How many observation do you have in your final data?


## Plotting in Julia

Julia also has extensive support for plotting. 

* `Plots.jl` is a powerful and concise tool for plotting. It provides the interface to many other plotting packages with simple and consistent syntax.
* `StatPlots.jl` offers the DataFrames integration for `Plots`. You can pass in a data frame, and map aesthetics to the column names directly. 

Using these would be somewhat similar to working with `ggplot2` in `R`. 

Here is an example of a scatter plot based on the `iris` data, where the x axis is the `SepalLength`, y axis is `SepalWidth`, and the grouping (therefore the colors) are based on the `Species`.

In [None]:
using Plots
using StatPlots
pyplot()
scatter(iris, :SepalLength, :SepalWidth, group=:Species)

We can make the plot more beautiful by adding a few custom settings. For example:
* Give it a title
* Provide xlabel and ylabel
* Change the transparency, shape, and size of the dots
* change background color to dark grey

In [None]:
scatter(iris, :SepalLength, :SepalWidth, group=:Species,
        title = "A more beautiful plot",
        xlabel = "Length", ylabel = "Width",
        m=(0.5, [:cross :hex :star7], 12),
        bg=RGB(.2,.2,.2))

You can also do a box plot (with the cool violin plot in the back) grouped by the species.

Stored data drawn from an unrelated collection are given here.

PR #98, opened 2016-11-10
Change cutest_finalize to finalize on the last wrong places

abelsiqueira:
Despite the discussion on #97 , this is an error, and I'm just fixing it. Questions there still apply, but people using it in the meantime shouldn't be as confused as before.


dpo:
Thanks. Sorry I've been swamped.

PR #99, opened 2016-11-19
select: more flexible canonicalization of objtype/contype

timholy:
Formerly it did not accept ranges, e.g., `objtype=1:4`. This supports any `AbstractVector` type.


timholy:
I've verified that the test failures on 0.4 are unrelated, and fixed by changes similar to #98. (Would be great to merge that so that future PRs get accurate test results.)

timholy:
Rebased on the latest `develop`, and the tests pass.

abelsiqueira:
Thank you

Note the `!` in `boxplot!` adds the current plot to the existing one. 

In [None]:
violin(iris,:Species,:SepalLength)
boxplot!(iris, :Species,:SepalLength, leg=false)

There are many other types of plots and custom options. You can explore more from [the tutorial](https://juliaplots.github.io/tutorial/).

## Exercise 2: Plotting Icecream data

With the same `icecream` data, explore the following questions using visualization:

### Task 1:
How is income related to Consumption?

### Task 2:
Create the `Revenue` variable as the product between `Price` and `Cons`. 

Do you see a positive relationship between the temperature and revenue?

### Task 3:
Create a new variable `IncomeGroup` that groups income based on a few buckets (your choice).

Plot the distribution of the consumption over the different groups. What do you find?